NYU’s Langone Center uses 3D technology on many procedures, notably one that they call ‘Jaw in a Day’ that allows the planning of critical jaw surgeries using a combination of 3D Systems’ VSP (Virtual Surgical Planning) and Stereolithography. ‘Jaw in a Day’ allows patients with large tumours of the mandible or maxilla to check into the hospital with a serious problem and check out the next day with a new tumour-free, functional jaw—complete with teeth. This process combines cutting-edge technology with virtual surgical planning to create disposable, personalised surgical tools and even custom-designed teeth—all meant to reconstruct the patient in a single procedure versus what’s typically taken several surgeries to accomplish in the past.
Use of 3D data has also fuelled breakthroughs in touch-based simulation for surgeons—not unlike flight simulations for pilots. Simbionix’s Procedure Rehearsal Studio (PRS), for example, utilises an individual’s medical image data to create an immersive, virtual simulation for a medical procedure.
Combining this technology with existing virtual surgical planning technology creates an entirely digital workflow for preparing and conducting a surgery. In a day not so far away, surgeons will be able to take a CT scan, import it into a surgical planning software, simulate the procedure in a very realistic way and then quickly output 3D printed instruments or templates to enable a seamless transfer of the digital plan to the surgical theater. Far-fetched? I don’t think so.
Future vision
So what is ahead? What are the enabling technologies of tomorrow that will drive further innovation in 3D-printed medicine and how will they impact the space? I believe a number of developments will play a key role.
First, I expect to see 3D printing move from today’s uses for hard-tissue (bone) reconstructive procedures to more work in organs and other soft tissues. In fact, work in soft-tissue 3D printing is already becoming a topic of conversation. At Tulane University in New Orleans, professors are working out how to recreate realistic human organs for practice models. This means developing materials that resemble the softer feel of, say, a kidney, so that surgeons can practice their surgeries before performing them. Many of these procedures are starting to use robotic surgical assistance.
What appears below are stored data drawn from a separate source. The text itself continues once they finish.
PR #1235, opened 2026-06-26
Python: uv --frozen slightly reworded. Formatting

davidr-gds:


AnnaDodson (dismissed):

source/manuals/programming-languages/python/python.html.md.erb
```diff
@@ -133,14 +133,16 @@ You should use `pyproject.toml` to specify your direct dependencies because it i
 ### Pinning and lockfiles
 
 You must pin your dependencies with a lock-file (unless it's a library - see Libraries) for example `uv.lock`.
+
 The lockfile must store a **cryptographic hash of the package**, and check the hash on install, to guard against installing tampered packages.
 
-The lockfile must be used whenever installing/deploying packages (such as in CI/CD or some other non-development environment), to maintain consistency between environments. If you're using uv this probably means using `uv run --frozen` or `uv sync --frozen`.
+The lockfile must be used whenever installing/deploying packages during build or deployment (or some other non-development environment), to maintain consistency between environments. If you're using uv this probably means using `uv run --frozen` or `uv sync --frozen`.
```
galund:
```suggestion
The lockfile must be used whenever installing/deploying packages during build or deployment (or some other non-development environment), to maintain consistency between environments.
If you're using uv this probably means using `uv run --frozen` or `uv sync --frozen`.
```

source/manuals/programming-languages/python/python.html.md.erb
```diff
@@ -133,14 +133,16 @@ You should use `pyproject.toml` to specify your direct dependencies because it i
...
 
-> [!IMPORTANT]
-> The above uv commands don't work the same as `uv pip sync` where the default behaviour is to use the lockfile without re-locking dependencies.
-> The uv developers have
-> [explained their approach balancing convenience and safe defaults](https://github.com/astral-sh/uv/issues/10793#issuecomment-2743956736).
+> **_Note:_**
+> The above uv commands work differently to pip (e.g. `uv pip sync`):
+>
+> `uv run` and `uv sync` have situations where they *update* the lockfile, re-resolving the dependencies (unless you use `--frozen`). The uv developers have
```
galund:
```suggestion
> `uv run` and `uv sync` have situations where they *update* the lockfile, re-resolving the dependencies (unless you use `--frozen`).
> The uv developers have
```

galund: tbh I don't really like 'have situations'. They behave in a predictable way, and they always (AIUI) update the lock file, unless you choose the right options. They're optimised for development, at the expense of needing to be careful when setting up CI/CD. I'm all for improving my wording, tho :)

davidr-gds: My reading of https://docs.astral.sh/uv/concepts/projects/sync/#checking-the-lockfile is that it only updates the lock file if pyproject.toml has been changed in either of two ways: addition of a new dependency OR a constraint in pyproject.toml is no longer satisfied by uv.lock. So it triggered in our case because of the addition  to pyproject.toml of the new cooldown constraint.

AnnaDodson (approved):

PR #1241, opened 2026-07-13
Update supporting different browsers

DavidBiddle:
A fairly significant rewrite of the 'Supporting different browsers' page, based on a community review earlier this year.

The whole page has been expanded and reorganised, but the most significant change is the addition of a new 'Progressive enhancement' section that lists techniques to actually practically support different browsers.


JamesCGDS (approved):
Looks good to me 👍

PR #472, opened 2014-12-13
Fix scrolling up/down so it moves by 1 line.

### LINKED ISSUE #430: Scroll window down command moves by 3 lines not 1
The [scroll window down command](http://vimhelp.appspot.com/scroll.txt.html#CTRL-E) moves the screen by 3 lines not 1. [Scroll window up](http://vimhelp.appspot.com/scroll.txt.html#CTRL-Y) works as expected.

neojski:
Fix #430 once https://github.com/atom/atom/pull/4597 is merged.

Unfortunately, atom is not showing the integer number of lines all the time
so sometimes it looks like it's not scrolling correctly. This is because
scrolling up (ctrl-y) is done by requesting atom to show the top lines and
so very bottom line may be only partially shown (and so it sometimes feels
like it does not work correctly).

### DIFF
--- a/lib/scroll.coffee
+++ b/lib/scroll.coffee
@@ -5,7 +5,7 @@ class Scroll
     @scrolloff = 2 # atom default
     @rows =
       first: @editor.getFirstVisibleScreenRow()
-      last: @editor.getLastVisibleScreenRow()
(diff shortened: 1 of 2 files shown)


neojski:
See #5951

The rise of robotics will bring greater automation and control to surgical procedures—an important factor considering our rapid shift from traditional to digital surgical workflows and further compelling the need for accurate surgical planning.

CHAM Twins
Formerly conjoined Filipino twins benefitted from digital surgical advances at CHAM
Second, as these technologies become more sophisticated, and price points continue to decline, we’re going to witness a large-scale localisation of medical 3D printing. Within one decade, expect to see push-button 3D printing capabilities used with increasing frequency at hospital facilities and even your local surgeons’ office. Already, surgeons and medical schools are beginning to reimagine the surgeon’s desktop, understanding that no practitioner’s workspace will be complete without 3D printing, haptic modeling for intuitive design and virtual surgical planning tools.
Finally, I believe design to mimic nature is the next frontier. In ten to fifteen years from now, we will view today’s chunky, non-anatomic-looking hip, knee, ankle and shoulder replacements as primitive. We are in the process of developing a new, more eloquent design methodology—a design language powered by the body and its needs. This will give rise to a new genre of implants, designed with the stress and strain of adjacent tissues in mind and optimised for both functional and mechanical properties.
Until now the healthcare applications for 3D printing have been exciting, but they pale in comparison to what’s to come. When we combine the incredible technologies available to us in the near tomorrow and apply them to the medical field, we will unleash new, powerful and life-altering capabilities. Of all the incredible applications of 3D printing, healthcare is the most “human” of all. And in the next decade, we will see this “human” technology touch the lives of millions of our fellow humans.